Past Perfect Continuous, geçmişte belli bir zamana kadar süregelmiş bir olaydan bahsederken kullanılır.
It had been snowing for weeks. The snow was ten meters deep! (Haftalardır kar yağıyordu. Kar on metre derinliğindeydi!)
Burada, geçmişte bir ara haftalarca kar yağdığını, bu yüzden de kar derinliğinin on metreye ulaştığını öğrendik. Şu an karlar çoktan erimiş olabilir.
I had been sleeping until evening that day, that’s why I couldn’t see her leave. (O gün akşama kadar uyuyordum, bu yüzden onun gittiğini görmedim.)
Past Perfect Continuous Tense konu anlatımı için buraya tıklayın.
Past Continuous ise, birkaç farklı nedenle kullanılır, ancak, temelinde geçmişte olmuş sürekli bir eylem vardır.
I was working at the office when it started to rain. (Yağmur başladığında ofiste çalışıyordum.)

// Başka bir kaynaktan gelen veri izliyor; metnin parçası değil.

PR #544, opened 2018-01-09
create cache to ignore duplicate exceptions

and-megan:
WIP

@corps and I were looking at this. To help with cases like https://github.com/rollbar/rollbar.js/issues/486. 

We're gonna refactor this to take it off the RateLimiter

### DIFF
--- a/src/rateLimiter.js
+++ b/src/rateLimiter.js
@@ -10,6 +10,7 @@ function RateLimiter(options) {
   this.platform = null;
   this.platformOptions = {};
   this.configureGlobal(options);
+  this.dupCache = {};
 }
 
 RateLimiter.globalSettings = {
@@ -36,6 +37,9 @@ RateLimiter.prototype.configureGlobal = function(options) {
   if (options.itemsPerMinute !== undefined) {
     RateLimiter.globalSettings.itemsPerMinute = options.itemsPerMinute;
   }
+  if (options.duplicateRateLimit !== undefined) {
+    RateLimiter.globalSettings.duplicateRateLimit = options.duplicateRateLimit;
+  }
 };
 
 /*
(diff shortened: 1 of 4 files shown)


src/rateLimiter.js
```diff
@@ -60,6 +64,28 @@ RateLimiter.prototype.shouldSend = function(item, now) {
...
+    //   message: message,
+    //   err: err,
+    //   custom: custom,
+    //   timestamp: now(),
+    //   callback: callback,
+    //   uuid: uuid4()
+    // };
+    var exceptionMessage = item.message;
+    var exception = item.err;
+    var exceptionHash = exceptionMessage + '-' + (exception.stack || String(exception));
```
rokob: Because we are checking `item._isUncaught` I am guessing that `item.err == exception` is therefore not undefined here. However, `item.message` would then always be undefined so that this line would throw. If message was not undefined then exception probably would be so that `exception.stack` would throw. This line needs some care, assume that everything could be undefined and just add some conditionals, something like

```
var exceptionHash = (exceptionMessage || '') + '-' + ((exception && (exception.stack || String(exception))) || '');
```

I'm not exactly sure which of those parentheses are superfluous if any

src/rateLimiter.js
```diff
@@ -60,6 +64,28 @@ RateLimiter.prototype.shouldSend = function(item, now) {
...
+
+    var lastOccurrenceMS = this.dupCache[exceptionHash];
+    this.dupCache[exceptionHash] = now;
```
rokob: The problem with this is that over time the memory footprint of `dupCache` will grow unbounded. That is not okay for server side js and it is even bad in some browser contexts as well. This is probably a scenario where an LRU cache is necessary instead of just using a js object as a cache.

Either write your own LRU cache using an object plus a doubly linked list, or I can do that, or we can pull something in from npm.

test/rateLimiter.test.js
```diff
@@ -51,6 +53,61 @@ describe('shouldSend', function() {
...
+    return { rollbar: rollbar, rateLimiter: rateLimiter, client: client };
+  };
+
+  var createItem = function(setup, message, exception) {
+    setup.rollbar.handleUncaughtException(message, '', 0, 0, exception, null);
+
+    return setup.client.logCalls[setup.client.logCalls.length - 1].item;
+  }
+
+  it.only('asdfasdf', function (done) {
```
rokob: I won't comment too much on this test as it appears to be a work in progress, but I would get rid of the magic numbers like `123123` and make that a constant like `now`, then the other ones can be offsets from there like `now + duplicateRateLimit - 1` and `now + duplicateRateLimit + 1`. `shouldSend` takes that second now parameter to make tests like this easy to write. But you lose the ability to use that by using the real current time in `setupDedupeTest` without getting a reference to that `now` value back to use in the tests.

corps:
This whole pull is a WIP.  Don't worry about reviewing for now.

rivkahstandig3636:
@corps @and-megan Any news on this PR or should @rokob take it over?

and-megan:
I think we're pretty heads down with other work. Thanks for checking @rivkahstandig3636. Sorry for forgetting about this!

rokob:
I'm going to close this, I already did 80% of the use case for this by getting the last error working based on a hash.

corps:
Seems reasonable.  This was honestly a fun little project me and megan picked up for 45 minutes :P It was fun to stab at the SDK.

PR #553, opened 2018-01-19
turn sourceMaps on for uglify

### LINKED ISSUE #491: No source maps published for the .min.js dist bundles?
As per https://github.com/rollbar/rollbar.js/blob/626aac317d7879a3ecf62b71b0cadfa0dcc226b4/package.json#L10 I'm using `dist/rollbar.umd.min.js` in production. I just ran into a scenario where an error occurred in rollbar itself, and I discovered that there's no `sourceMappingURL` ref in the file and no `rollbar.umd.min.js.map` either.

Seems like that goes for *.min.js in the dist dir: https://github.com/rollbar/rollbar.js/tree/master/dist

I'm assuming this is by accident?

rokob:
Fixes #491

### DIFF
--- a/webpack.config.js
+++ b/webpack.config.js
@@ -7,10 +7,7 @@ var outputPath = './dist/';
 
 var defaultsPlugin = new webpack.DefinePlugin(defaults);
 var uglifyPlugin = new webpack.optimize.UglifyJsPlugin({
-  // We've had some reports of the sourceMappingURL comment causing problems in Firefox.
-  // The uglifyjs plugin doesn't provide a way to generate the source map without generating
-  // that comment, so until we can resolve that, let's just not generate the source map.
-  sourceMap: false,
+  sourceMap: true,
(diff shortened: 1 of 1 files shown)


papandreou:
@rokob, thanks for doing this! How about a new release with this change? 🙏

papandreou:
@rokob, ping? Pretty please?

rokob:
Ah yeah sorry will do.

rokob:
I released v2.3.8 which has this change

papandreou:
Thanks! Seems like the `//# sourceMappingURL=rollbar.umd.min.js.map` reference is missing from rollbar.umd.min.js, though? That makes it harder to get existing tools like https://github.com/webpack-contrib/source-map-loader to pick it up.

rokob:
🤦‍♂️  https://github.com/rollbar/rollbar.js/pull/568

PR #555, opened 2018-01-19
Update Angular integration guidelines

wozniakm:
Hey guys!

According to Angular's documentation, service locator pattern should be avoided unless there are no other options. In this case there are other options, we can inject `Rollbar` using `@Inject` decorator.

In former version, if you are not using `RollbarService` in different places of your application, `Rollbar` will be initialized only when error has happend. That's causing lack of telemetry information. `Rollbar` should be initialized on application initialization to collect all telemetry data.

To achieve that, we can inject it into root component of application or we can inject it into `ErrorHandler`, which is a part of Angular's core library and is initialized at the very beginning.

Would be awesome if you consider merging this change. It might help other Angular and Rollbar users.

Cheers!
Matt

### DIFF
--- a/README.md
+++ b/README.md
@@ -189,6 +189,7 @@ import * as Rollbar from 'rollbar';
 import { BrowserModule } from '@angular/platform-browser';
 import {
   Injectable,
+  Inject,
   Injector,
   InjectionToken,
   NgModule,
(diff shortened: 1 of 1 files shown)


rokob:
This looks good to me, thanks. We are admittedly not as experienced with Angular as we should be. I'm going to merge this. I'd be happy to add any other changes or advice to the README that you think would be helpful for Angular users.

PR #559, opened 2018-01-25
Adding in testing docs for Firefox

### LINKED ISSUE #458: Error in documentation: "TypeError: window.onerror is not a function"
In the documentation, to test things out, you write:
```
Type the following code into the console and press enter: window.onerror("TestRollbarError: testing window.onerror", window.location.href)
```
Doing this in Firefox raises a `TypeError: window.onerror is not a function`. This is because window.onerror is not accessible from the console.

In the end, I checked that the rollbar integration worked with this:
```
setTimeout(function() {notThere();}, 1000);
```
You could use a snippet like this in your documentation :)

rivkahstandig3636:
Fixes #458

### DIFF
--- a/README.md
+++ b/README.md
@@ -36,6 +36,8 @@ If you're running Rollbar on an environment besides production, change the `envi
 1. Navigate your browser to a page that has the above code installed
 2. Type the following code into the console and press enter: `window.onerror("TestRollbarError: testing window.onerror", window.location.href)`
 
+If you're on Firefox, `window.onerror` is not accessible from the console, so you'll need to try this in your code instead: `setTimeout(function() {notThere();}, 1000);`.
+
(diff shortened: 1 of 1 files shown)


README.md
```diff
@@ -36,6 +36,8 @@ If you're running Rollbar on an environment besides production, change the `envi
 1. Navigate your browser to a page that has the above code installed
 2. Type the following code into the console and press enter: `window.onerror("TestRollbarError: testing window.onerror", window.location.href)`
 
+If you're on Firefox, `window.onerror` is not accessible from the console, so you'll need to try this in your code instead: `setTimeout(function() {notThere();}, 1000);`.
```
brianr: Nice - should we just suggest that everyone does this regardless of browser?

PR #577, opened 2018-02-15
Make sure context becomes a string if it exists and is not already one

### LINKED ISSUE #576: API error: Invalid format. data.context object value found, but a null is required.
Unless we specify a `payload.context` in the rollbar config we get the following bug. My question is what is causing this error—having trouble locating it in the code—and how might we fix it by altering our config or modifying the error middleware. It seems like the form of the error is missing something rollbar is expecting. Using v2.3.8.

**App setup**
We have a node app that uses express 
```javascript
const rollbar = new Rollbar({
  accessToken: process.env.POST_SERVER_ITEM_ACCESS_TOKEN,
  captureUncaught: true,
  captureUnhandledRejections: true,
  payload: {
    environment: process.env.NODE_ENV,
    context: 'somestring', // This line is required to avoid the errors
    server: {
      host: hostname,
      branch
    }
  }
});

```
This configuration also produces the bug
```javascript
const rollbar = new Rollbar(process.env.POST_SERVER_ITEM_ACCESS_TOKEN);
```
Then the express middleware with rollbar as error handler:
 ```javascript
app.use(rollbar.errorHandler());
```

**Reproducing**
try to get a route
```GET /adsf 500 43.132 ms - -```

Then deliberately throw an error in an express middleware. 🤢

**Expected behavior**
get the standard log with a rollbar URL to view on rollbar.com

**Actual behavior**
Upload to rollbar fails.
```GET /adsf 500 43.132 ms - -
Received error: Invalid format. data.context object value found, but a null is required.
Error reporting to rollbar, ignoring: Error: Api error: Invalid format. data.context object value found, but a null is required.
Error: only http(s) protocols are supported
```
or
image

rokob:
Fixes #576

### DIFF
--- a/src/apiUtility.js
+++ b/src/apiUtility.js
@@ -1,7 +1,7 @@
 var _ = require('./utility');
 
 function buildPayload(accessToken, data, jsonBackup) {
-  if (_.isType(data.context, 'object')) {
+  if (!_.isType(data.context, 'string')) {
     var contextResult = _.stringify(data.context, jsonBackup);
     if (contextResult.error) {
       data.context = 'Error: could not serialize \'context\'';


johnelliott:
Thanks @rokob 👍

Issue #578, opened 2018-02-16
input needs to be null checked


johnnywang:
https://github.com/rollbar/rollbar.js/blob/58fda62c63e9823a3148b3ece665d0306a880dec/dist/rollbar.noconflict.umd.js#L4720 is reading `url` from `input`, which is sometimes null, causing exceptions like this to get logged to Rollbar: `undefined is not an object`

PR #579, opened 2018-02-17
More telemetry options

rokob:
Introduce the `includeItemsInTelemetry` option to allow turning on/off the automatic inclusion of previous items sent to Rollbar. We make this default to false on the server side and true everywhere else.


rokob:
Also Fixes #578

PR #581, opened 2018-02-17
make the verbose option turn on/off all logging

### LINKED ISSUE #574: Turning off console output on the server.
I don't want to see the `Successful api response.` messages every time an error is logged.

It is documented that the debug package is used and the output can be turned off with the `verbose` option. Looking at the source, I see that `server/logger` outputs directly to console without any way to turn it off (older version _did_ use debug). Could this be implemented? Thanks!

rokob:
Fixes #574


rokob:
It is false by default even if the code inside the logger looks the other way because of the default configuration options. I’ll change the one inside the logger so that is less confusing.

PR #627, opened 2018-06-20
Scrub values of some known DOM elements

### LINKED ISSUE #625: Security | scrubTelemetryInputs default off
Hi guys,
We just notice that you not only introduce Telemetry with default settings on on our sites, also you turn off as default scrubTelemetryInputs.
We are sad :(

rokob:
By default we capture the input values of DOM elements in the telemetry data. This PR adds a set of patterns to scrubFields to test the `name` value of the DOM elements against. If they match we scrub the value. The list of strings comes from:

https://stackoverflow.com/questions/25163891/when-is-the-scan-credit-card-option-available-on-ios8-safari/36151606#36151606
https://html.spec.whatwg.org/multipage/form-control-infrastructure.html#inappropriate-for-the-control

If `scrubTelemetryInputs` or `telemetryScrubber` is set then we do not do anything. By default `scrubTelemetryInputs` is false (this being true means scrub ALL values not just some possibly sensitive ones), and `telemetryScrubber` is a function that passes the description of each element to it and asks you to decide whether to capture the value or not. By default `telemetryScrubber` is undefined. So the assumption being that if you choose to define `telemetryScrubber` then you have full control over what is captured so it is up to you to decide what to do and we don't want to step on that if you really do want to capture some things that we would otherwise have scrubbed by default.

Fixes #625


rivkahstandig3636:
Thanks @rokob! Can you make sure to update the docs when this is released?

PR #645, opened 2018-07-17
Properly call the existing onerror handler if set

### LINKED ISSUE #644: Error handling fallback when Rollbar isn't loaded properly
On the application I work on, when an unhandled error occurs it gets sent to Rollbar and a modal is displayed  indicating that an error occurred and forces the user to refresh the page.

I am seeing that for some unknown reasons *rollbar.min.js* is not being loaded in some situations. This causes the `onSendCallback` to never trigger.

It would be ideal if we can also override `window.onerror` with our own logic that gets triggered if Rollbar is not loaded correctly.

Something like the following.

```javascript
var rollbarOnerror = window.onerror
window.onerror = function() {
  rollbarOnerror(/* arguments? */);
  if (!window.handledByRollbar) {
    // Perform some kind of backup, i.e. as user to send an email and force to refresh
  }
}
```

```javascript
// rollbar configuration

{
  // ...
  onSendCallback: function(uncaught) {
    window.handledByRollbar = true
    // ...
  }
  // ...
}
```

This can be artificially reproduced by blocking the *rollbar.min.js* request (in devtools for example). In my specific example I'm blocking https://cdnjs.cloudflare.com/ajax/libs/rollbar.js/2.3.9/rollbar.min.js (to try an create a fix for this situation actually occurring).

rokob:
Fixes #644

### DIFF
--- a/src/browser/globalSetup.js
+++ b/src/browser/globalSetup.js
@@ -4,8 +4,11 @@ function captureUncaughtExceptions(window, handler, shim) {
 
   if (typeof handler._rollbarOldOnError === 'function') {
     oldOnError = handler._rollbarOldOnError;
-  } else if (window.onerror && !window.onerror.belongsToShim) {
+  } else if (window.onerror) {
     oldOnError = window.onerror;
+    while (oldOnError._rollbarOldOnError) {
+      oldOnError = oldOnError._rollbarOldOnError;
+    }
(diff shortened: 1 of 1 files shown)


uri:
I tested this by adding the snippet from this branch; it behaves how I expect it to now. 👍

PR #656, opened 2018-08-10
Added support for tracking people on ExpressJS using user.sub instead of user.id

Ricardonacif:
Hey guys,

I just patched this. The req.user.sub is very common these days due to JSON Web Token, so I think it also makes sense that rollbar tries to identify the user by the sub attribute if the id attribute is not present.

Thanks,

### DIFF
--- a/src/server/transforms.js
+++ b/src/server/transforms.js
@@ -139,7 +139,7 @@ function addRequestData(item, options, callback) {
     }
     item.data.person = person;
   } else if (req.user) {
-    item.data.person = {id: req.user.id};
+    item.data.person = {id: req.user.id || req.user.sub};
     if (req.user.username && captureUsername) {
       item.data.person.username = req.user.username;
     }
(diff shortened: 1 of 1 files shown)


rivkahstandig3636:
Thanks for the PR! We'll check it out :)

rivkahstandig3636:
Hi @Ricardonacif, it looks like you would be able to add this information using the transform function (docs on this can be found [here](https://docs.rollbar.com/docs/javascript#section-transforming-the-payload)) so I don't think we'll be adding this to the SDK at this time. Thanks for the PR!

shakiba:
@Ricardonacif Please take a look at the same function that you changed, it is a transformer. It seems that `var req = item.request` would work.

Ricardonacif:
Yeah I tried item.request there but is null. Here's my initialization, am I doing something wrong?
https://gist.github.com/Ricardonacif/182a230d58867e645439fd84d715c50b

PR #657, opened 2018-08-24
fix(setPerson): configure notifier and telemeter with payload params

ninjz:
People Tracking does not work on the rollbar-react-native project. As talked about in [this](https://github.com/rollbar/rollbar-react-native/issues/39) closed issue. I have tracked down the issue to this JS library, where the configure method does not merge in the configured payload data into the notifier and telemeter.

### DIFF
--- a/src/rollbar.js
+++ b/src/rollbar.js
@@ -36,13 +36,13 @@ Rollbar.prototype.global = function(options) {
 };
 
 Rollbar.prototype.configure = function(options, payloadData) {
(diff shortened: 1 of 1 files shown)


shakiba:
@ninjz Thanks for PR! What about moving it to after `this.options = ...` and pass `this.options`.

ninjz:
@shakiba Thanks for the review, I've made those requested changes.

shakiba:
Thank you @ninjz !

Issue #1601, opened 2015-09-05
Changing the arial font


sruloart:
The arial font isn't free, and there are some smaller size alternatives that are (like Noto). However, I'm not really seeing the point in including any such font to begin with, so...

My overall suggestion here is to use different system fonts on different targets instead of bundling a default font.

larsiusprime:
Consistent cross-platform rendering might still be important? I think Liberation Sans is a good free alternative to Arial (it's a Helvetica lookalike, just like Arial is, IIRC)

sruloart:
Liberation Sans would work too, sure, there are some other options as well. 

The problem here is that you have a (relatively) gigantic unicode (most users use plain English) font included as default in size-sensitive targets like Flash/Html5/Android. I mean, what default languages does HaxeFlixel even support? by the look of things: English.

I think that by using the correct system fonts, rendering would not only be consistent but also improved (by using non-hinted fonts on Android/Mac for example, html5 would look better in almost any case), but that requires some testing...

For consistent "HaxeFlixel-ish" look a user can always use the nokiafc22 font (or his own choice). You don't generally look at Arial and say, hey, that's a Flixel font! :)

larsiusprime:
Ah, that's a good point :)

Gama11:
Arial is basically just included for the debugger.

sruloart:
So I'll be disposing of it in my html5 PR :) question is should we replace it or just let whatever default system font available to to take over?

Gama11:
I don't know. At the time there was some inconsistency between the font in the debugger on windows vs flash, which Arial fixed.

sruloart:
I did see some logic in having a multiple-languages supported font, but if that's not really used to begin with it seems kind of redundant to add a new one. 

I'll test with and without, and if that makes sense I'll add a debug default font that looks like Arial but is much much smaller and free to use.

Gama11:
This was addressed by #1602.

Ohmnivore:
[posted earlier in the pull request because was confused]

What do you think of using DejaVu Sans? It's public domain. Same size as monsterrat, practically the same look but a lot crisper. I find it a lot easier to read the debugger console with DejaVu.

Here's a side by side comparison of both (DejaVu Sans on the right):
![fonts](https://cloud.githubusercontent.com/assets/3769354/12209496/588305c4-b621-11e5-89d2-6eb0898017c1.png)

Gama11:
[...]

Issue #1597, opened 2015-09-01
HTML5: Fixing the fonts/audio problems on Firefox and IE11 and Safari


sruloart:
* Fonts: AFAI can tell, the fonts became an issue with this commit: https://github.com/HaxeFlixel/flixel/commit/7c0a0dc66f315ced29f9203ff26b045151e6b397, so maybe some html5 flags can fix at least the fonts problems (which are relevant anywhere but on Chrome). Not embedding fonts (and using Assets.load... instead of Assets.get... obviously) seems to do the trick.

* Audio: The audio files were always a problem on IE11/Edge and Safari because they don't support the .ogg format, and you can't legally include .mp3 with your build (unless you have less than 5000 total downloads, which is ridiculous). A probable fix would be not using the same name for the different files (.mp3/.ogg), and adding another "safe" format (.m4a) version (and .wav files do work anywhere but on IE11, so that's also worth considering, as long as they are kept small enough).

sruloart:
###### O.K, I'm half way done. There are some necessary consequences though:
* Sound: 
  * Use only `.m4a` files (or `.wavs`, that's fine too if you don't mind the size) for html5 (`.ogg` isn't supported anywhere but Chrome, so don't use it for html5 at all).
 * `FlxSplash` doesn't auto-play the `flixel.m4a` file on html5, but that's not because of the file format, it's something to do with `FlxSplash` itself (there's a bug somewhere preventing it to load/play, I dunno). `.m4a` files work very well otherwise, on all major browsers, so I think that's a reasonable outcome for now.

* Fonts
 * Create the missing web fonts on your own (check your console, use anything available) and you should be fine.
 * BUT We need to replace `arial.ttf` because it's a huge unnecessary beast of a font (760kb! wat) that causes problem on html5. 
 * So, suggestions / preferences would be welcomed. Just mind the license. A monospace font scales better on the other platforms, but would require a specific solution on html5 to make it scale like it should, so we actually need two fonts: one free monospace to replace `arial`, and something different for html5. 

Now I guess some .m4a files / web fonts should be added to the demos section as well, I'll get there soon enough.

Gama11:
There's not really much to be done here [as .m4a files aren't working consistently either](https://github.com/HaxeFlixel/flixel/pull/1602#issuecomment-149040724).

PR #1602, opened 2015-09-06
Different debugger font, replace .ogg by .m4a on HTML5, improved LogStyles

sruloart:
…ead.

Made the debugger's LogStyle messages more readable.
Added .m4a files for the html5 target.


sruloart:
Whoops, let me send the branch instead...let me see

sruloart:
I'm not sure what I'm doing anymore :) I think this is alright no? anyhow, now I'm going to add some .m4a files to the flixel-demos :D

sruloart:
Closes #1597 
Closes #1601

include.xml
```diff
@@ -1,12 +1,13 @@
 <?xml version="1.0" encoding="utf-8"?>
 <project>
-	<icon path="assets/images/logo/HaxeFlixel.svg" />
+	<!--<icon path="assets/images/logo/HaxeFlixel.svg" />-->
```
Gama11: ?

sruloart: Right, my bad :)

Gama11:
Not a huge fan of using nokiafc22 in the debugger... I prefer the "thinner" arial, looked cleaner to me:



vs.



Definitely takes uses a bit more space that messes with spacing in some places:



The second screenshot just looks very... "crowded". Open to more opinions on it though.

sruloart:
Something like Open Sans could work, but it doesn't scale well. I'm going to try out some options...

Gama11:
Why were you worried about Arial in the first place? File size really shouldn't matter in debug mode anyway.

sruloart:
* First I worried because it caused a nasty breaking bug on the OpenFL/Lime html5 backend.
* Then, I've realized this font is incredibly big relative to the average project size, so it can easily affect performance, even if that's just in debug.  
* Then I've wondered why is it so big and assumed it was meant so you can support more languages.
* Then I've looked around and found out it's infringing copyrights as we speak...
* At that point I just wanted to get rid of it, the sooner the better.

sruloart:
Finished, hopefully. 

Also, it turns out `unless="FLX_NO_DEBUG"` doesn't actually exclude the debug font from being added to the release build (tested with all platforms). 

I just hope that doesn't mean this flag is broken, as it is used wide and often. 

Also found another bug in the html5 target. Good times :)

Gama11:
Huh. That probably means that broke when I changed `@:font` embeds to embeds in the `include.xml` to fix that Android text bug (which still isn't fixed on the OpenFL side to my knowledge). The exclusion definitely worked at some point.

include.xml
```diff
@@ -2,11 +2,12 @@
...
 	
-	<assets path="assets/sounds" include="*.ogg" if="html5" unless="unit-test" />
+	<assets path="assets/sounds" include="*.m4a" if="html5" unless="unit-test" />
 	<assets path="assets/sounds" include="*.mp3" if="flash" embed="true" />
-	<assets path="assets/sounds" include="*.ogg" unless="flash || html5" embed="true" />
+	<assets path="assets/sounds" include="*.ogg" if="native" embed="true" />
+	
 	<assets path="assets/fonts/nokiafc22.ttf" embed="true" />
-	<assets path="assets/fonts/arial.ttf" embed="true" unless="FLX_NO_DEBUG" />
+	<assets path="assets/fonts/montserrat-Regular.ttf" embed="true" if="debug" />
```
Gama11: Sounds like a typo of "monsterrat". :D

larsiusprime: Looks correct to me (unless you meant it as a joke):
http://www.fontsquirrel.com/fonts/montserrat

I think it's meant to be "Mont Serrat" as opposed to "Monster Rat"

Gama11: Intended as a joke - had to google to be sure though. ;)

larsiusprime: Always good to check :) I could have easily seen it go either way.

Gama11: Is the `if=debug` here safe? `!FLX_NO_DEBUG` isn't the same as `debug`, meaning you could have a flixel debugger in release mode if you wanted - in which case the font would be missing.

Gama11:
Hm, this montserrat font doesn't look bad (interestingly enough, it looks better on native than it does on flash) - however, I really dislike how similar `C` and `G` are, you can barely tell the difference..



Compared to Arial:

include.xml
Gama11: Yeah, that breaks the debugger completely - there's no fallback font either:

Gama11: Btw, the `unless="FLX_NO_DEBUG"` wasn't working because it's generally defined after flixel is included, and order matters in xml config files. I don't think there's a way to do this reliably there, which is why I preferred the `@:font` embedding - which is still broken on Android to my knowledge. :(

Gama11:
In #1597 you said `flixel.m4a` doesn't play because of a `FlxSplash` bug, but I can't get flixel sounds to work elsewhere either. I tried

```haxe
FlxG.sound.play("assets/sounds/beep.m4a");
FlxG.sound.play("assets/sounds/flixel.m4a");
```

(`PlayState#create()`)
in IE, Chrome and Firefox - always the same error in the console:

`Uncaught TypeError: Cannot set property 'volume' of null` (in `FlxSound#updateTransform()`)

It outputs the following to the log window: `[ERROR] Could not find a Sound asset with an ID of assets/sounds/flixel.m4a` - however, `openfl.Assets.list()` lists it as an asset. Turns out the `AssetType` of the .m4a files is `BINARY`.

The files not being detected correctly is an OpenFL issue, and in theory we should be able to work around it by adding `type="sound` - that didn't seem to do much other than making  `openfl.Assets.list(AssetType.SOUND)` work as expected though, so I guess it's not purely a detection issue.

Gama11:
Hm, actually, I can't reproduce the `@:font` issue on Android anymore - maybe it's safe to switch back to that.

sruloart:
* Including the font in debug mode is possible as long as it's kept small enough. I rather use the FLX_NO_DEBUG though. 
* The Android problem is bigger than the html5 sound problem. I would keep the android solution for now.
* The G-C problem I can probably solve by making small adjustments to the font. It took a while to find, I hate to see it go.
* Yeah, currently there seem to be a number of issues with OpenFL preventing you from using `FlxG.sound.play` or any other method other than the `FlxG.sound.load(FlxAssets.getSound("path")).play;` method to play the sounds in html5. So, the PR is still safe to integrate, but none of the demos are, so I'm keeping that commit at bay atm. 
* That's something on top the whole "FlxSplash's flixel.m4a won't play automatically" issue AFAIK (but, again, I suspect it's an OpenFL issue, not Flixel's).

* In any case we do need to remove the Arial font, it's not free and it's in-needlessly big.

Gama11:
I do like the font as well. Is adjusting that something that's easy to do?

sruloart:
I'd say yes. It's not like we're changing the letter's width/height. However, it would require a new name since I'm modifying it. How does `monsterrat` sound like? :)

sruloart:
OK, Fixed the G==C issue, renamed the font to Monsterrat (license's terms for modification), happy times.

Gama11:
Fyi, I reverted the .m4a part of this pull in f2cfdfa for now.

sruloart:
I'm fine with it, playing audio in the new OpenFL html5 backend is faulty anyhow, so let's wait for simpler times (maybe a new soundJS) :)

Ohmnivore:
What do you think of using DejaVu Sans? It's public domain, not aware of G-C issues with it (but then again i dont know what to look for). Same size as monsterrat, practically the same look but a lot crisper. I find it a lot easier to read the debugger console with DejaVu.

Here's a side by side comparison of both (DejaVu Sans on the right):
fonts

PR #1603, opened 2015-09-07
Allow negative letterSpacing in FlxBitmapFont

schonstal:
If you set the value to a negative value, it spaces the letters apart based on the positive value instead. Negative spacing is useful if you want your letters to blend together. It doesn't look like there's a technical reason to prohibit the value from being negative.

I implemented this fix for my Ludum Dare entry, and it is working there: https://github.com/schonstal/LudumDare33


Gama11:
@Beeblerox any objections to this?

Burada, yağmurun yağmasından önce ve sonra olan ve devam eden eylem “work” eylemidir. Şunu hayal edin: İş yerinde çalışıyorsunuz ve birden camlar tıkırdamaya başlıyor. İşinize bir anlığına ara verip ne olduğuna bakıyor ve yağmurun yağdığını görüyorsunuz. Hemen sonra da çalışmaya devam ediyorsunuz.
They were swimming every morning during the summer vacation. (Yaz tatilinde her gün yüzüyorlardı.)
Burada da geçici bir durumdan bahsediyoruz. Eğer her sabah yüzme eylemini hayatları boyunca her gün yapıyor olsalardı, o zaman Simple Present Tense kullanırdık. Ancak burada, yalnızca bir süreliğine olacak bir durum söz konusu. Yaz bittiğinde sabahları yüzemeyecekler, böylece bu durum geçmişte kalmış olacak.
Past Continuous Tense konu anlatımı için buraya tıklayın.
İkisi arasındaki fark, adından da görüldüğü gibi, Past Continuous’taki perfective aspect eksikliğidir. Perfect tense’e “perfect” (mükemmel) denmesinin nedeni ise, bu durumlarda anlatılan olayın tamamlanmış, bitmiş, mükemmeliyete erişmiş (olabileceğinin en iyisi ve en mutlağı gerçekleşmiş) olmasından dolayıdır.